*What you need to do:* Every line from the top of the material through the line holding "PR #127, opened 2026-04-30" should be copied exactly, and only those lines.

*Entries supplied:*
PR #125, opened 2026-04-28
Unify ListSizeFieldEmbedding with SpecialField

komiputer:
## Summary

`ListSizeFieldEmbedding` and `SpecialField` were two near-duplicate `FieldEmbedding` shapes — both used `SpecialFieldName`, both had `ALWAYS_WRITEABLE` access policy, and the only structural differences were `includeInShortDump` and the optional non-negative-size invariant.

This PR extends `SpecialField` with two optional constructor parameters and re-expresses `ListSizeFieldEmbedding` as a `SpecialField` instance:

- `includeInShortDump: Boolean = false`
- `extraInvariantsBuilder: (FieldEmbedding) -> List<TypeInvariantEmbedding> = { listOf() }` — receives `this` so an invariant can refer to the field it lives on without a singleton self-reference.

The non-negative-size invariant is now an inline anonymous `TypeInvariantEmbedding` that closes over the `field` argument rather than referencing `ListSizeFieldEmbedding` by name.

## Test plan

- [x] `:formver.compiler-plugin:core:compileKotlin` succeeds.
- [x] `./gradlew :formver.compiler-plugin:test` passes (with `Z3_EXE` set).
- [x] `./gradlew :formver.compiler-plugin:testNoVerification` passes.


The-Ray-Man:
handled by #133

PR #127, opened 2026-04-30
Move some Conversion Tests to Verification

The-Ray-Man:
With this PR we want to update conversion tests such that they are also verified. This should help to detect for example issues with type information.

For this the following changes were made:
- the `conversion` directory is always excluded from verification
- Before per default only functions with a contract were sent to viper. Now every function is sent to viper. One can opt out with `@NeverVerify`

The number of test files could be reduced from 133 to 115


jesyspa (approved):
Awesome, thanks!

For my understanding: when do we still want to put tests in conversion?  Should there be some guidelines written down somewhere?

The-Ray-Man:
>For my understanding: when do we still want to put tests in conversion? Should there be some guidelines written down somewhere?

I think it makes sense for things were the viper run does not bring any benefits. Like for checking that some errors are detected correctly (e.g. invalid ADT)

jesyspa:
I think when it comes to error detection there's actually quite little value in putting it in conversion: generally we don't want to convert that code anyway.  So I suspect maybe just unifying everything and dropping the split would be easiest

PR #2280, opened 2022-11-04
[Fixes] Applied a fix to handle inline quotations (e.g. for commands)

AlexanderSehr:
# Description

- Applied a fix to handle inline quotations (e.g. for commands)
- Tested the generation on all components without any undesired changes

| Pipeline |
| - |
| |

# Type of Change

- [ ] Update to documentation


eriqua (approved):
🆗

PR #2282, opened 2022-11-04
[Utilities] Updated the deployment name generation to be more detailed

AlexanderSehr:
# Description

- Adjusted the deployment name logic to regenerate it each time a retry takes place (added with a `t#` in the end)
- Also incorporated the module's name in case the template's file path allows it

Examples

- Analysis Servies
  image
- Key Vault
  ```
  VERBOSE: Deploying with deployment name [KeyVault-vaults-min-20221104T2011351293Z-t1]
  VERBOSE: Deploying with deployment name [KeyVault-vaults-min-20221104T2011411996Z-t2]
  VERBOSE: Deploying with deployment name [KeyVault-vaults-min-20221104T2011437597Z-t3]
  ```

| Pipeline |
| - |
| [KeyVault: Vaults](https://github.com/Azure/ResourceModules/actions/workflows/ms.keyvault.vaults.yml) (unrelated failing pipeline) |

# Type of Change

- [ ] Update to documentation

### DIFF
--- a/utilities/pipelines/resourceDeployment/New-TemplateDeployment.ps1
+++ b/utilities/pipelines/resourceDeployment/New-TemplateDeployment.ps1
@@ -210,7 +210,7 @@ function New-DeploymentWithParameterFile {
         do {
             # Generate a valid deployment name. Must match ^[-\w\._\(\)]+$
             do {
-                $deploymentName = "$deploymentNamePrefix-$(-join (Get-Date -Format 'yyyyMMddTHHMMssffffZ')[0..63])-#$retryCount"
+                $deploymentName = "$deploymentNamePrefix-$(-join (Get-Date -Format 'yyyyMMddTHHMMssffffZ')[0..63])-t$retryCount"
             } while ($deploymentName -notmatch '^[-\w\._\(\)]+$')
 
             Write-Verbose "Deploying with deployment name [$deploymentName]" -Verbose
--- a/utilities/pipelines/resourceDeployment/New-TemplateDeployment.ps1
+++ b/utilities/pipelines/resourceDeployment/New-TemplateDeployment.ps1
@@ -160,10 +160,16 @@ function New-DeploymentWithParameterFile {
         }
         if ($templateFilePath -match '.*(\\|\/)Microsoft.+') {
             # If we can assume we're operating in a module structure, we can further fetch the provider namespace & resource type
-            $providerNamespace = ((($templateFilePath -split 'Microsoft\.')[1] -replace '\\', '/') -split '/')[0]
-            $resourceType = ((($templateFilePath -split 'Microsoft\.')[1] -replace '\\', '/') -split '/')[1]
+            $shortPathElem = (($templateFilePath -split 'Microsoft\.')[1] -replace '\\', '/') -split '/' # e.g., AppConfiguration, configurationStores, .test, common, deploy.test.bicep
+            $providerNamespace = $shortPathElem[0] # e.g., AppConfiguration
+            $providerNamespaceShort = ($providerNamespace -creplace '[^A-Z]').ToLower() # e.g., ac
 
-            $deploymentNamePrefix = "$providerNamespace-$resourceType-$deploymentNamePrefix"
+            $resourceType = $shortPathElem[1] # e.g., configurationStores
+            $resourceTypeShort = ('{0}{1}' -f ($resourceType.ToLower())[0], ($resourceType -creplace '[^A-Z]')).ToLower() # e.g. cs
+
+            $testFolderShort = Split-Path (Split-Path $templateFilePath -Parent) -Leaf  # e.g., common
+
+            $deploymentNamePrefix = "$providerNamespaceShort-$resourceTypeShort-$testFolderShort" # e.g., ac-cs-common
         }
 
         $DeploymentInputs = @{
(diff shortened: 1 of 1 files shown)


utilities/pipelines/resourceDeployment/New-TemplateDeployment.ps1
```diff
@@ -208,6 +208,14 @@ function New-DeploymentWithParameterFile {
         [int]$retryCount = 1
 
         do {
+            # Generate a valid deployment name. Must match ^[-\w\._\(\)]+$
+            do {
+                $deploymentName = "$deploymentNamePrefix-$(-join (Get-Date -Format 'yyyyMMddTHHMMssffffZ')[0..63])-t$retryCount"
```
eriqua, line 213: I like the approach! Can we test it for the module with longest deploymentNamePrefix? Just want to rule out that we don't have a situation for which the timestamp is cut off. Plus a small suggestion due to the new suffix
```suggestion
                $deploymentName = "$deploymentNamePrefix-$(-join (Get-Date -Format 'yyyyMMddTHHMMssffffZ')[0..60])-t$retryCount"
```

AlexanderSehr: Applied. But how did you come about the '60'? I was actually suprised these long deployment names worked as I figured there must be a limit of 64 characters, but nope. Also this limitation above - Don't know why we have it, because the timestamp has anyways 'only' 20 characters.
I unfortunately wasn't able to find out what the 'official' limit is - could however test, by pushing one module to the extreme and provoke an error message.

AlexanderSehr: It's actually worse - as the deployment name prefix can have any length, right? At least now the full name is:
`Provider + Resource Type + Test Folder Name + Timestamp + Iteration`.

- `KeyVault-vaults-min-20221104T2011351293Z-t1` has a length of 43
- `AnalysisServices-servers-common-20221104T2011351293Z-t1` has a length of 55

Didn't have a longer hat. So, if the max length is 64, I'd propose to flip the name and order it by importance. Something like (BEWARE simplified example):
```Powershell
$folderName = Split-Path $templateFilePath -LeafBase
$deploymentName = 't{0}-{1}-{2}-{3}-{4}' -f $retryCount, (Get-Date -Format 'yyyyMMddTHHMMss'), $folderName, $resourceType, $providerNamespace
```

Which would lead to e.g. (long example)

- 't1-20221107T131159-common-imageTemplates-VirtualMachineImages' with a length of 61

and here we could apply the addition of the [0..64] and cut in the end if necessary as I take the provider Namespace as the length important when it is 'shortened'. 

Thoughts?

eriqua: And luckily, we only deploy top level resources 😆 
I see the point and I agree with the priority. Only a bit concerned about the usability when dealing with troubleshooting.
I'm also thinking about reusing something similar to the `serviceshort`. So e.g.
`vmiitcom-20221107T131159-t1`
or
`vmiit-common-20221107T131159-t1`

What's your take on that? If sounds good but you think it may take some time to implement, we can always merge a first solution and iterate on that opening an issue for later.

AlexanderSehr: 'Time to implement' is relative - won't take much and I rather spent it now than revisiting the topic again. 

I would however, suggest not to go for the 'serviceShort' itself (i.e., not read it out of the file) as I know for a fact our script is used e.g. also by the AKS Accelerator to deploy the solution etc. - which isn't really in scope for us - but I think it would anyways be good to only implement CARML-specifics if absolutly necessary.

AlexanderSehr: So instead of taking that out of the file, we could generate the service short by going up the stack of folder names & taking every first & upper case letter + first 3 letters of parent folder. 
- e.g., `asscom-20221104T2011351293Z-t1`

Or e.g. do that for the Provider Namespace, but take the full resource Type
- e.g., `asservercom-20221104T2011351293Z-t1`

eriqua: Definitely agree on not grabbing that from the deployment template, but to generate it from the filepath instead, that's what I meant, sorry if not clear. 

Both the 2 latest proposals right above work for me 👍

AlexanderSehr: Figured as much. Just wanted to make sure

AlexanderSehr: Just updated it. Now it is:
| Path | Deployment Name | Length |
| - | - | - |
| `AppConfiguration\configurationStores\.test\common\deploy.test.bicep` | `ac-cs-common-20221107T2011153824Z-t1` | 36 |
| `AnalysisServices\servers\.test\min\deploy.test.bicep` | `as-s-min-20221107T2011139636Z-t1` | 32 |

eriqua: Looks awesome. The only doubt I still have is if we should keep the cut on the whole resource name or if instead put it at a different level (e.g. prefix or prefix + timestamp). 
The only chance I see for the deployment name to exceed 64 length is for the test folder to be more than 35 chars long, very unlikely but still possible. It's very minor and perhaps I'm overthinking this, if you think so I'm fine with merging this solution in.

AlexanderSehr: I think you're overthinking it ;) Imagine the folder name is 45 characters - even then, we only cut 10 characters of the name which in case of `as-s-min-20221107T2011139636Z-t1` would be `as-s-min-20221107T2011` which even then would still be the full name + data + hh + mm.

eriqua: And we'd lose the -t# suffix, which is the reason why we're implementing this fix. Anyway, as said, I don't want to block the PR due to that, but wanted to at least mention it :)

AlexanderSehr: ok, moving the T to the front of the Timestamp

AlexanderSehr: done

PR #2294, opened 2022-11-07
[Utilities] `Set-ModuleReadMe` Improved function identification regex

AlexanderSehr:
# Description

- Improved function identification regex in `Set-ModuleReadMe` script
- Re-ran generation on all templates
- Extended agent setup outpit
- Added PowerShell installation as agents have 7.2.7 installed while our scripts require 7.3.0

| Pipeline |
| - |
| [AnalysisServices: Servers](https://github.com/Azure/ResourceModules/actions/workflows/ms.analysisservices.servers.yml) |

# Type of Change

Please delete options that are not relevant.

- [x] Bugfix (non-breaking change which fixes an issue)
- [ ] New feature (non-breaking change which adds functionality)
- [ ] Breaking change (fix or feature that would cause existing functionality to not work as expected)
- [ ] Update to documentation

PR #2315, opened 2022-11-11
[Utiltities] Updated `Set-ModuleReadMe` script to work with latest PowerShell version

AlexanderSehr:
# Description

- Updated `Set-ModuleReadMe` script to work with latest PowerShell version
- In a new version, `ConvertFrom-Json` returns now an 'OrderedHashtable' instead of a default Hashtable which can cause issues
- Also, re-ran the script on all modules

| Pipeline |
| - |
| |

# Type of Change

- [ ] Update to documentation

### DIFF
--- a/utilities/tools/helper/ConvertTo-OrderedHashtable.ps1
+++ b/utilities/tools/helper/ConvertTo-OrderedHashtable.ps1
@@ -93,7 +93,7 @@ function ConvertTo-OrderedHashtable {
                 }
 
                 # Case: Primitive data types
-                $primitiveElements = $JSONObject[$currentLevelKey] | Where-Object { $_.GetType().Name -notin @('Object[]', 'Hashtable') } | ConvertTo-Json | ConvertFrom-Json -AsHashtable -NoEnumerate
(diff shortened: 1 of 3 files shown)


utilities/tools/helper/ConvertTo-OrderedHashtable.ps1
```diff
@@ -87,13 +87,13 @@ function ConvertTo-OrderedHashtable {
                 }
 
                 # Case: Array of objects
-                $hashTableElements = $JSONObject[$currentLevelKey] | Where-Object { $_.GetType().Name -eq 'Hashtable' }
+                $hashTableElements = $JSONObject[$currentLevelKey] | Where-Object { $_.GetType().Name -in @('Hashtable', 'OrderedHashtable') }
```
eriqua, line 90: Should we merge with #2294 ?

AlexanderSehr: It serves a different purpose, but sure. Let me change the target branch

*Answer for the task:*
PR #125, opened 2026-04-28
Unify ListSizeFieldEmbedding with SpecialField

komiputer:
## Summary

`ListSizeFieldEmbedding` and `SpecialField` were two near-duplicate `FieldEmbedding` shapes — both used `SpecialFieldName`, both had `ALWAYS_WRITEABLE` access policy, and the only structural differences were `includeInShortDump` and the optional non-negative-size invariant.

This PR extends `SpecialField` with two optional constructor parameters and re-expresses `ListSizeFieldEmbedding` as a `SpecialField` instance:

- `includeInShortDump: Boolean = false`
- `extraInvariantsBuilder: (FieldEmbedding) -> List<TypeInvariantEmbedding> = { listOf() }` — receives `this` so an invariant can refer to the field it lives on without a singleton self-reference.

The non-negative-size invariant is now an inline anonymous `TypeInvariantEmbedding` that closes over the `field` argument rather than referencing `ListSizeFieldEmbedding` by name.

## Test plan

- [x] `:formver.compiler-plugin:core:compileKotlin` succeeds.
- [x] `./gradlew :formver.compiler-plugin:test` passes (with `Z3_EXE` set).
- [x] `./gradlew :formver.compiler-plugin:testNoVerification` passes.


The-Ray-Man:
handled by #133

PR #127, opened 2026-04-30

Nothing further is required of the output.